二十一世紀初頭、インターネット上で乱立する無数のコミュニティの中にあって、もっとも先進的で未来的なVRネットワークがあった。

「メガロチェイン・ネットワークス」

処理の大半をサーバーサイドでこなすことで、非力な端末でも現実とみまごう高品質なVR体験が出来ることを売りにしていた。それはもはやもう一つの現実の誕生であり、数多の業界の勃興を招き、そして没落を招いた。

「…冷静に考えれば、この時点で何かがおかしいと気付くべきだったのかもな。」
長い耳の青年が、暗闇の中でテントを畳みながら呟いた。光源は背後でチリチリと音を立てて燃える焚き火が一つ。

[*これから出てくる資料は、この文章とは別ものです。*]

PR #112, opened 2026-06-07
feat(customir): add result rank and leaderboards

luxurya111:
This PR implements a feature where the display provider DLL supplies the current rank and total player count, and the host displays them on the result and song select screens (e.g., Rank X out of X total). Cache storage location and format are module-defined; see `ExampleIR/ExternalIR.cpp` for the reference skeleton. This PR covers result/song-select rank display. leaderboard UI and ghost integration are follow-ups. However, to align with the design of the existing DLL, the following specifications have been added:

- ~~By adding `active.ini` inside the `CustomIRs` folder~~ (read EDIT), you can configure which DLL is the display provider for ranking data. This is not required; even if the function to display Ranking Data (described below) is not set up, existing logic such as Login and SendScore still works regardless of how many DLLs are added.

- GetResultRank: Fetches IR Ranking data (on the result screen, after the display provider's SendScore; modules may use server communication or local cache—module designers may persist cache in a separate location. This data can be used in the future for leaderboards, ghost battles, etc., just like the existing IR/<hash>.xml. CustomIR exposes snapshot fields analogous to IR XML elements from the traditional IR/<hash>.xml. The supported cache fields are as follows:

    ranking[]: Ranking array; equivalent to <score> in the traditional IR/<hash>.xml
    std::string lastupdate: Last updated date; equivalent to <lastupdate> in the traditional IR/<hash>.xml
    myRank: Current rank
    totalPlayer: Total number of players
    totalPlaycount: Total play count
    clearPlayers[]: Clear players by gauge type, length 6 — [0]: no play, [1]: fail, [2]: easy, [3]: normal, [4]: hard, [5]: fullcombo
    rivalRank: Rival rank (reserved; ignored by the host in this PR)

The reason for expanding on the traditional IR/<hash>.xml structure is that under the existing dream-pro specifications, the system fetches the data of all users after a play, and then parses every user's data from that XML to calculate myRank, totalPlayer, totalPlaycount, etc. For Insane BMS, which carries a massive amount of IR data, this increases the volume of ranking data to load, resulting in a significant delay when moving from the result screen back to the song select screen. Given that the actual leaderboard UI only displays up to 999 players, the module developer can set a limit on the amount of data the server fetches in the future for the ranking[] data. In other words, when a display provider supplies rank data, the host merges the snapshot instead of deriving summary fields (clear count by gauge, current rank, total play count, etc.) from the full ranking[] board.

- RestoreCachedRank: Restores a cached IR ranking snapshot on the song select screen (song hash only). If not implemented, CustomIR rank is not restored from disk after restart (it can still be updated after a play via GetResultRankV1). Modules may optionally implement cache refresh/TTL (similar to autoupdate) inside this hook; the host does not read config.network.autoupdate for CustomIR. dream-pro XML auto-update remains a separate existing path when online.
----
EDIT: I have modified the implementation to reference the existing openlr2-config.xml instead of using a separate active.ini configuration file. If it has not been added yet, please modify your XML file as follows:

```
<network>
  <customir_provider>ExampleIR</customir_provider>
</network>
```

If OpenLR2.exe has already been executed in the past, it must be added manually.

### DIFF
--- a/ExampleIR/ExternalIR.cpp
+++ b/ExampleIR/ExternalIR.cpp
@@ -4,7 +4,9 @@
 #include <fstream>
 #include <format>
 
+#ifdef _WIN32
 #include <windows.h>
+#endif // _WIN32
 
 namespace State {
     static std::filesystem::path path;
@@ -62,7 +64,7 @@ static SendScoreStatus SendScore(const IRScoreV1& score) {
     return SendScoreStatus::Ok;
 }
 
-extern "C" __declspec(dllexport) void GetMethodTable(MethodTable& table) {
+extern "C" OLR2_IR_EXPORT void GetMethodTable(MethodTable& table) {
     // Fill out the pointers to methods you want to use. Leave them at nullptr if you don't want to use them.
     // Only essential method is GetName(). Without it, your module will be rejected.
     // As API gets updated, new methods may appear available at MethodTable, but old ones will never be removed or their prototypes modified. Method indexes are also stable.
@@ -71,6 +73,7 @@ extern "C" __declspec(dllexport) void GetMethodTable(MethodTable& table) {
     table.SendScoreV1 = &SendScore;
 }
 
+#ifdef _WIN32
 BOOL APIENTRY DllMain( HMODULE hModule,
                        DWORD  ul_reason_for_call,
                        LPVOID lpReserved
@@ -94,4 +97,4 @@ BOOL APIENTRY DllMain( HMODULE hModule,
     }
     return TRUE;
 }
-
+#endif // _WIN32
--- a/LR2/LR2_customir.cpp
+++ b/LR2/LR2_customir.cpp
@@ -1,38 +1,67 @@
 #include "LR2_customir.h"
 
-#ifdef _WIN32
-
 #include "LR2_customir_api.h"
 #include "LR2_songmanage.h"
 #include "structure.h"
 
+#include <algorithm>
+#include <cmath>
 #include <filesystem>
-#include <format>
 #include <future>
-#include <queue>
 #include <ranges>
 #include <thread>
-#include <type_traits>
 
 #include <DxLib/DxLib.h>
+
+#ifdef _WIN32
 #include <libloaderapi.h>
 #include <wtypes.h>
+#else
+#include <dlfcn.h>
+#endif // _WIN32
+
+#if _WIN32
 
 #if _WIN64
 #if _DEBUG
 constexpr auto&& ARCH = "_D.x64";
 #else
 constexpr auto&& ARCH = ".x64";
-#endif
-#elif _WIN32
+#endif // _DEBUG
+#else
 #if _DEBUG
 constexpr auto&& ARCH = "_D.x86";
 #else
 constexpr auto&& ARCH = ".x86";
-#endif
+#endif // _DEBUG
+#endif // _WIN64
+
+constexpr auto&& DLL = ".dll";
+
 #else
-#error "Unsupported Arch Linux"
-#endif
+
+#if __x86_64__
+#if _DEBUG
+constexpr auto&& ARCH = "_D.x64";
+#else
+constexpr auto&& ARCH = ".x64";
+#endif // _DEBUG
+#else
+#if _DEBUG
+constexpr auto&& ARCH = "_D.x86";
+#else
+constexpr auto&& ARCH = ".x86";
+#endif // _DEBUG
+#endif // __x86_64__
+
+constexpr auto&& DLL = ".so";
+
+using HMODULE = void*;
+static HMODULE LoadLibrary(const char* fp) { return dlopen(fp, RTLD_NOW); }
+static void* GetProcAddress(HMODULE h, const char* name) { return dlsym(h, name); }
+static void FreeLibrary(HMODULE h) { dlclose(h);}
+
+#endif // _WIN32
 
 // TODO
 #define OverlayNotification ErrorLogFmtAdd
@@ -58,24 +87,29 @@ private:
 CustomIR::CustomIR(const std::filesystem::path& _directory) {
 	for (auto& file : std::filesystem::directory_iterator(_directory)) {
 		if (!file.is_regular_file()) continue;
-		if (file.path().extension().string() != ".dll") continue;
+		if (file.path().extension().string() != DLL) continue;
+		const auto filename = file.path().filename().string();
+		ErrorLogFmtAdd("Trying to load CustomIR %s", filename.c_str());
 		if (auto s = file.path().stem().string(); !s.ends_with(ARCH)) {
-			ErrorLogFmtAdd("'%s' skipping IR module with invalid file name stem (expected %s)\n", s.c_str(), ARCH);
+			ErrorLogFmtAdd("'%s' skipping per invalid file name stem (expected %s)\n", s.c_str(), ARCH);
 			continue;
 		}
-		mDllHandle.reset(LoadLibraryW(file.path().wstring().c_str()));
-		if (mDllHandle == nullptr) continue;
-		auto GetMethodTable = reinterpret_cast<void (__cdecl*)(MethodTable&)>(GetProcAddress(mDllHandle.get(), "GetMethodTable"));
+		mDllHandle.reset(LoadLibrary(file.path().string().c_str()));
+		if (mDllHandle == nullptr) {
+			ErrorLogFmtAdd("'%s' LoadLibrary failed\n", filename.c_str());
+			continue;
+		}
+		auto GetMethodTable = reinterpret_cast<void (OLR2_IR_API*)(MethodTable&)>(GetProcAddress(mDllHandle.get(), "GetMethodTable"));
 		if (GetMethodTable == nullptr) {
-			ErrorLogFmtAdd("'%s' not loaded, missing 'GetMethodTable' export.\n", file.path().filename().string().c_str());
+			ErrorLogFmtAdd("'%s' skipping per missing 'GetMethodTable' export\n", filename.c_str());
 			continue;
 		};
 		GetMethodTable(mMethods);
 		if (mMethods.GetName == nullptr) {
-			ErrorLogFmtAdd("'%s' not loaded, missing essential 'GetName' implementation.\n", file.path().filename().string().c_str());
+			ErrorLogFmtAdd("'%s' skipping per missing 'GetName' implementation\n", filename.c_str());
 			continue;
 		};
-		ErrorLogFmtAdd("'%s' loaded: %s\n", file.path().filename().string().c_str(), mMethods.GetName());
+		ErrorLogFmtAdd("CustomIR %s loaded: %s\n", filename.c_str(), mMethods.GetName());
 		break;
 	}
 }
@@ -503,11 +537,3 @@ void CUSTOMIR_MANAGER::SendScore(game& game, sqlite3* sql, int player) {
 		}
 	}, IRScoreInternal{ game, sql, player }, mModules));
 }
-#else
-
-CUSTOMIR_MANAGER::~CUSTOMIR_MANAGER() {};
-void CUSTOMIR_MANAGER::Initialize(const std::filesystem::path& directory) {};
-void CUSTOMIR_MANAGER::Login() {};
-void CUSTOMIR_MANAGER::SendScore(game& game, sqlite3* sql, int player) {};
-
-#endif // _WIN32
--- a/LR2/LR2_customir.h
+++ b/LR2/LR2_customir.h
@@ -1,11 +1,8 @@
 #pragma once
 
-#include <array>
 #include <filesystem>
 #include <future>
 #include <memory>
-#include <string>
-#include <type_traits>
 #include <vector>
 
 struct game;
--- a/LR2/LR2_customir_api.h
+++ b/LR2/LR2_customir_api.h
@@ -3,6 +3,14 @@
 #include <string>
 #include <array>
 
+#ifdef _WIN32
+#define OLR2_IR_API __cdecl
+#define OLR2_IR_EXPORT __declspec(dllexport)
+#else
+#define OLR2_IR_API
+#define OLR2_IR_EXPORT
+#endif // _WIN32
+
 struct IRScoreV1 {
 	struct SONG {
 		std::string hash;
@@ -105,14 +113,8 @@ enum class SendScoreStatus: int {
 	Fail,
 };
 
-#ifndef _WIN32
-#define __cdecl
-#endif // _WIN32
 struct MethodTable {
-	const char*(__cdecl* GetName)() = nullptr;
-	bool(__cdecl* LoginV1)() = nullptr;
-	SendScoreStatus(__cdecl* SendScoreV1)(const IRScoreV1& score) = nullptr;
+	const char*(OLR2_IR_API* GetName)() = nullptr;
+	bool(OLR2_IR_API* LoginV1)() = nullptr;
+	SendScoreStatus(OLR2_IR_API* SendScoreV1)(const IRScoreV1& score) = nullptr;
 };
-#ifndef _WIN32
-#undef __cdecl
-#endif // _WIN32
--- a/LR2/LR2_ir.cpp
+++ b/LR2/LR2_ir.cpp
@@ -1,7 +1,6 @@
 ﻿// LR2IR integration is deprecated. Please help us improve CustomIR instead.
 
 #include <string>
-#pragma comment(lib, "ws2_32.lib")
 #include "En_dbio.h"
 #include "En_fileutil.h"
 #include "En_timer.h"
@@ -14,6 +13,8 @@
 #include <DxLib/DxLib.h>
 
 #ifdef _WIN32
+#pragma comment(lib, "ws2_32.lib")
+
 #include <shellapi.h>
 #endif // _WIN32
 
@@ -293,7 +294,7 @@ static int ParseRivalData(int ID) {
 
 	CSTR hash, query;
 	int count = 0;
-	int clear, notes, combo, pg, gr, gd, bd, pr, minbp, option, lastupdate;
+	int clear{}, notes{}, combo{}, pg{}, gr{}, gd{}, bd{}, pr{}, minbp{}, option{}, lastupdate{};
 	SQL_Run("BEGIN", pRivalDB);
 
 	while (cur) {
--- a/CMakeLists.txt
+++ b/CMakeLists.txt
@@ -185,3 +185,22 @@ add_executable(OpenLR2 WIN32 LR2/Main.cpp OpenLR2.manifest)
 set_target_properties(OpenLR2 PROPERTIES CXX_STANDARD 23)
 target_link_libraries(OpenLR2 PUBLIC OpenLR2Lib)
 set_target_properties(OpenLR2 PROPERTIES OUTPUT_NAME "OpenLR2${ARCH_SUFFIX}")
+
+set(IR_CONF_SUFFIX $<$<CONFIG:Debug>:_D>)
+if(CMAKE_SIZEOF_VOID_P EQUAL 8)
+    set(IR_ARCH_SUFFIX ".x64")
+elseif(CMAKE_SIZEOF_VOID_P EQUAL 4)
+    set(IR_ARCH_SUFFIX ".x86")
+else()
+    message(FATAL_ERROR "Unsupported CMAKE_SIZEOF_VOID_P")
+endif()
+
+add_library(ExampleIR SHARED ExampleIR/ExternalIR.cpp)
+set_target_properties(ExampleIR PROPERTIES CXX_STANDARD 23)
+# For LR2_customir_api.h.
+# If you are making an IR module of your own, you should copy this file into your project instead.
+target_include_directories(ExampleIR PUBLIC LR2)
+set_target_properties(
+    ExampleIR
+    PROPERTIES OUTPUT_NAME "ExampleIR${IR_CONF_SUFFIX}${IR_ARCH_SUFFIX}"
+)
--- a/ExampleIR/README.md
+++ b/ExampleIR/README.md
@@ -1,8 +1,16 @@
 # CustomIR API
+
 CustomIR allows sending detailed score data to third-party score-tracking servers, like Bokutachi.
 
-The modules are loaded from ``LR2files/CustomIRs/<ModuleFolder>/``.
+The modules are loaded from `LR2files/CustomIRs/<ModuleFolder>/`.
 
-As a module developer, keep in mind that depending on game build configuration the naming convention for .dll files varies. File extension must be prefixed with architecture indicator, and file name must be followed by "_D" for debug configuration. For example: "ExternalIR.x86.dll", "ExternalIR_D.x64.dll".
+As a module developer, keep in mind that depending on game build configuration the naming convention for .dll files varies.
+File extension must be prefixed with architecture indicator, and file name must be followed by "\_D" for debug configuration.
+For example: "ExternalIR.x86.dll", "ExternalIR_D.x64.dll".
 
 Further information can be seen in [ExternalIR.cpp](ExternalIR.cpp) example and its comments.
+
+## Existing modules
+
+- Bokutachi: <https://github.com/MatVeiQaaa/BokutachiIR_OpenLR2>
+
--- a/LR2/Main.cpp
+++ b/LR2/Main.cpp
@@ -397,7 +397,7 @@ int main(int argc, char** argv) {
 	}
 	{
 		std::error_code ec; // ignore errors
-		std::filesystem::path path("LR2files/CustomIRs");
+		std::filesystem::path path(fs::make_preferred("LR2files/CustomIRs").data());
 		std::filesystem::create_directories(path, ec);
 		gs.net.customIR.Initialize(path);
 	}
--- a/LR2/strclass.h
+++ b/LR2/strclass.h
@@ -1,5 +1,7 @@
 #pragma once
+#ifdef _MSC_VER
 #pragma warning(disable:4996)
+#endif
 #include <stdio.h>
 #include <malloc.h>
 typedef unsigned int uint;


ExampleIR/active.ini.example
```diff
@@ -0,0 +1,7 @@
+# Copy to LR2files/CustomIRs/active.ini
+# CustomIR DLLs load from LR2files/CustomIRs/ regardless of config.xml lr2ir (dream-pro only).
+# provider = display module for result-screen rank (GetResultRankV1); blocks until rank returns (with dream-pro hHandle).
+# Other loaded DLLs (e.g. BokutachiIR) POST in the background and do not block the result screen.
+# Must match GetName() from the DLL (not always the folder name).
+# If missing or wrong: rank fetch off (warning log); all modules still Login + background SendScore.
+provider=ExampleIR
```
chown2: I think keeping this in `LR2files/Config/openlr2-config.xml` would be more fitting

LR2/LR2_customir.h
```diff
@@ -22,6 +23,12 @@ class CustomIR {
 	bool Login();
 	SendScoreStatus SendScore(const IRScoreV1& score);
 
+	GetStatus GetResultRank(const IRScoreV1& score, IRRankResultV1& out);
+	GetStatus RestoreCachedRank(const char* songHash, IRRankResultV1& out);
+
+	[[nodiscard]] bool SupportsResultRank() const { return mMethods.GetResultRankV1 != nullptr; }
+	[[nodiscard]] bool SupportsRestoreCachedRank() const { return mMethods.RestoreCachedRankV1 != nullptr; }
+	[[nodiscard]] bool SupportsSendScoreV1() const { return mMethods.SendScoreV1 != nullptr; }
```
chown2: These methods are redundant, the checks inlined would be more readable

ExampleIR/ExternalIR.cpp
```diff
@@ -11,6 +13,240 @@ namespace State {
...
+
+    std::filesystem::path RankCachePath(std::string_view hash) {
+        const std::string key = CacheStorageKey(hash);
+        if (key.empty()) {
+            return {};
+        }
+        return State::path / "IR" / (key + ".json");
+    }
+
+    bool ParseJsonIntField(std::string_view content, std::size_t from, std::string_view key, int& value) {
```
chown2: We definitely don't want an in-house JSON parser. I think it's better to use tinyxml which we already have.

chown2: Oh, that's the example IR. Better make it very simple just to demonstrate the module interface. We want the least amount of code here as it's meant to be a skeleton for other IR modules (like yours).

LR2/LR2_customir.cpp
```diff
@@ -79,11 +84,170 @@ SendScoreStatus CustomIR::SendScore(const IRScoreV1& score) {
...
+	std::vector<int> finishedThreads;
+	for (const auto& [i, it] : std::views::enumerate(mSendThreads)) {
+		if (it.wait_for(std::chrono::milliseconds(0)) == std::future_status::ready) {
+			finishedThreads.push_back(static_cast<int>(i));
+		}
+	}
+	std::ranges::reverse(finishedThreads);
+	for (auto i : finishedThreads) {
+		mSendThreads.erase(mSendThreads.begin() + i);
+	}
```
chown2: This lost an important comment from old code: 
> // Deferred deletion because we need to keep the std::future for whatever reason  

I got real confused for a moment

LR2/LR2_customir.cpp
```diff
@@ -79,11 +84,170 @@ SendScoreStatus CustomIR::SendScore(const IRScoreV1& score) {
...
+}
+
+bool CUSTOMIR_MANAGER::AnyDisplayModuleSupports(bool (CustomIR::*pred)() const) const {
+	for (const auto& module : ResolveDisplayModules()) {
+		if ((module.get()->*pred)()) {
+			return true;
+		}
+	}
+	return false;
+}
```
chown2: Unneeded method, use `std::ranges::any_of` instead of it

LR2/LR2_customir.cpp
```diff
@@ -79,11 +84,170 @@ SendScoreStatus CustomIR::SendScore(const IRScoreV1& score) {
...
+	if (mActiveProvider.empty()) {
+		return {};
+	}
+	for (const auto& module : mModules) {
+		if (module->Name() == mActiveProvider) {
+			return { module };
+		}
+	}
+	return {};
+}
```
chown2: This helper is not needed too, check my syntax but you should be able to use something like this:
`std::ranges::find(mModules, mActiveProvider, [](const std::shared_ptr<CustomIR>& ir){ return ir->Name(); });

ExampleIR/active.ini.example
luxurya111: I was unaware that a dedicated openlr2-config.xml existed. I have applied it now.

LR2/LR2_customir.cpp
luxurya111: I missed the fact that the comments were removed during the modification! I am truly sorry about that.

ExampleIR/ExternalIR.cpp
luxurya111: I have written this in as much detail as possible to make it easier to understand compared to the previous explanation. I have also simplified the examples.

GOMazk:
is it okay to pull now?

chown2:
Please let me take a look at it first

LR2/LR2_customir_api.h
```diff
@@ -105,8 +106,46 @@ enum class SendScoreStatus: int {
...
+	Ok = 0,
+	Retry,
+	Fail,
+};
+
 struct MethodTable {
 	const char*(__cdecl* GetName)() = nullptr;
 	bool(__cdecl* LoginV1)() = nullptr;
 	SendScoreStatus(__cdecl* SendScoreV1)(const IRScoreV1& score) = nullptr;
+	GetStatus(__cdecl* GetResultRankV1)(const IRScoreV1& score, IRRankResultV1& out) = nullptr;
```
chown2: I don't think it needs to take in a 'score', so that it we can use the same function to get leaderboards for unplayed charts.
We could take a score in a std::optional, but it's probably not worth the effot and we should just await for SendScore to complete before requesting the leaderboard.

LR2/LR2_customir_api.h
```diff
@@ -105,8 +106,46 @@ enum class SendScoreStatus: int {
...
+	GetStatus(__cdecl* RestoreCachedRankV1)(const char* songHash, IRRankResultV1& out) = nullptr;
```
chown2:
```suggestion
	GetStatus(__cdecl* GetResultRank)(const IRScoreV1& score, IRRankResult& out) = nullptr;
	GetStatus(__cdecl* RestoreCachedRank)(const char* songHash, IRRankResult& out) = nullptr;
```

This was a mistake in previous methods IMO. We can name them like 'GetResultRank2' or 'GetResultRankV2' once we do have to add the new version.
See, for reference, the naming scheme of sqlite.

LR2/LR2_customir.h
```diff
@@ -40,10 +48,24 @@ class CUSTOMIR_MANAGER {
...
+	[[nodiscard]] bool ShouldMirrorLegacyRankToMybest() const { return !ProvidesResultRank(); }
 private:
+	void EnqueueSidecarSend(const IRScoreV1& scoreV1, std::vector<std::shared_ptr<CustomIR>> sidecarModules);
+	[[nodiscard]] static bool SendScoreWithRetry(const std::shared_ptr<CustomIR>& module, const IRScoreV1& scoreV1);
+	[[nodiscard]] std::vector<std::shared_ptr<CustomIR>> ResolveSidecarModules() const;
+
 	std::vector<std::shared_ptr<CustomIR>> mModules;
 	std::vector<std::future<void>> mSendThreads;
+	std::future<void> mResultIrFuture;
+	CSTR mActiveProvider;
```
chown2:
```suggestion
	std::string mActiveProvider;
```
Don't use CSTR, it's horrible legacy

LR2/LR2_customir.cpp
```diff
@@ -443,41 +695,91 @@ IRScoreInternal::IRScoreInternal(game& game, sqlite3* sql, int _player) {
...
 			}
 
-			const auto sleepFor = static_cast<int>(std::pow(4, tryCount));
-			std::this_thread::sleep_for(std::chrono::seconds(sleepFor));
-			tryCount++;
-		}
-	}, IRScoreInternal{ game, sql, player }, mModules));
+			if (gotResult) {
+				ApplyIrRankResult(*gamePtr, curSong, merged, IrRankApplyContext::Result);
+			}
```
chown2: All of that seems unnecessary
```suggestion
			(void)SendScoreWithRetry(provider, scoreV1);
			IRRankResultV1 out{};
			const GetStatus status = provider->GetResultRank(scoreV1, out);
			if (status == GetStatus::Fail) {
				OverlayNotification("'%s' failed to get result rank\n", provider->Name().c_str());
				return;
			}
			ApplyIrRankResult(*gamePtr, curSong, merged, IrRankApplyContext::Result);
```

LR2/LR2_customir.cpp
```diff
@@ -443,41 +695,91 @@ IRScoreInternal::IRScoreInternal(game& game, sqlite3* sql, int _player) {
...
 
-			for (const auto& [i, t] : std::views::enumerate(sendThreads) | std::views::reverse) {
-				switch (t.get()) {
-				case SendScoreStatus::Fail:
-					OverlayNotification("'%s' failed to submit score\n", toSend[i]->Name().c_str());
-					[[fallthrough]];
-				case SendScoreStatus::Ok: toSend.erase(toSend.begin() + i); break;
-				case SendScoreStatus::Retry: break;
+	mResultIrFuture = std::async(std::launch::async,
+		[this, provider = *displayIt, scoreV1, curSong, gamePtr = &game]() {
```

それを神妙な面持ちで見つめる影が三つ。六本足のロボットと、体からヒレや尾が生えた少年、そして自在に植物を生やす幼い少女。

青年の名はシュミット。メガロチェイン内にあるカヴンチェインという現代型魔術コミュニティの出身で、メガロチェインの実態がただの電子空間ではない可能性について調査していた。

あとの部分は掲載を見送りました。